Raw data Start Marker
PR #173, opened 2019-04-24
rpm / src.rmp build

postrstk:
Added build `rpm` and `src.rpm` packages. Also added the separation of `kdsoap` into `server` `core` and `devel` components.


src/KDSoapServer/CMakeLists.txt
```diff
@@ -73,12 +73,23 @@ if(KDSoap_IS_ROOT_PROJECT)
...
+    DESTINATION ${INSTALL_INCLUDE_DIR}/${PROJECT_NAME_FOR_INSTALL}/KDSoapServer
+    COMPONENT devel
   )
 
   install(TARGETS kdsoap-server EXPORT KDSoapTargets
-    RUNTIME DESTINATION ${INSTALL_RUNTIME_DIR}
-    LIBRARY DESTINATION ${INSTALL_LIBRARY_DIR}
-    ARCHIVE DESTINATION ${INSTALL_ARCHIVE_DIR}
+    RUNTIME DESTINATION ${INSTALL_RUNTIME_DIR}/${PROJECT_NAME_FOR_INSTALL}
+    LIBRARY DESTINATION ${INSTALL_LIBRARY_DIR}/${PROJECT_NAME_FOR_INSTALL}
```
Raw data End Marker
Raw data Start Marker
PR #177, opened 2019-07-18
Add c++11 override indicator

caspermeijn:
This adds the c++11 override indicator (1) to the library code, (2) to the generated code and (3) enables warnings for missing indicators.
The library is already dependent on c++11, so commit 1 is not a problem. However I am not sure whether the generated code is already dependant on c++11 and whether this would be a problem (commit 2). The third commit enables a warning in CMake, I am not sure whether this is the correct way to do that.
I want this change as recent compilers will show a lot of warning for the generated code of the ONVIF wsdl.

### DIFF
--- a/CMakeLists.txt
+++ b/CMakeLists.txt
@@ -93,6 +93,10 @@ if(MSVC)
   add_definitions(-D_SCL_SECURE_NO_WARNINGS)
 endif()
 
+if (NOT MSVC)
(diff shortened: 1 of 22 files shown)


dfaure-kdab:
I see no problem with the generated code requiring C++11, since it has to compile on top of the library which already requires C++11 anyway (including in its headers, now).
Raw data End Marker
Raw data Start Marker
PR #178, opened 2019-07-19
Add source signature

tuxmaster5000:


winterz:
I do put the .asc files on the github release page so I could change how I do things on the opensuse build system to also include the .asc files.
Raw data End Marker
_Work to complete_
Work through the records line by line and tally those holding "override". Reply with the number alone.

_Task response_
2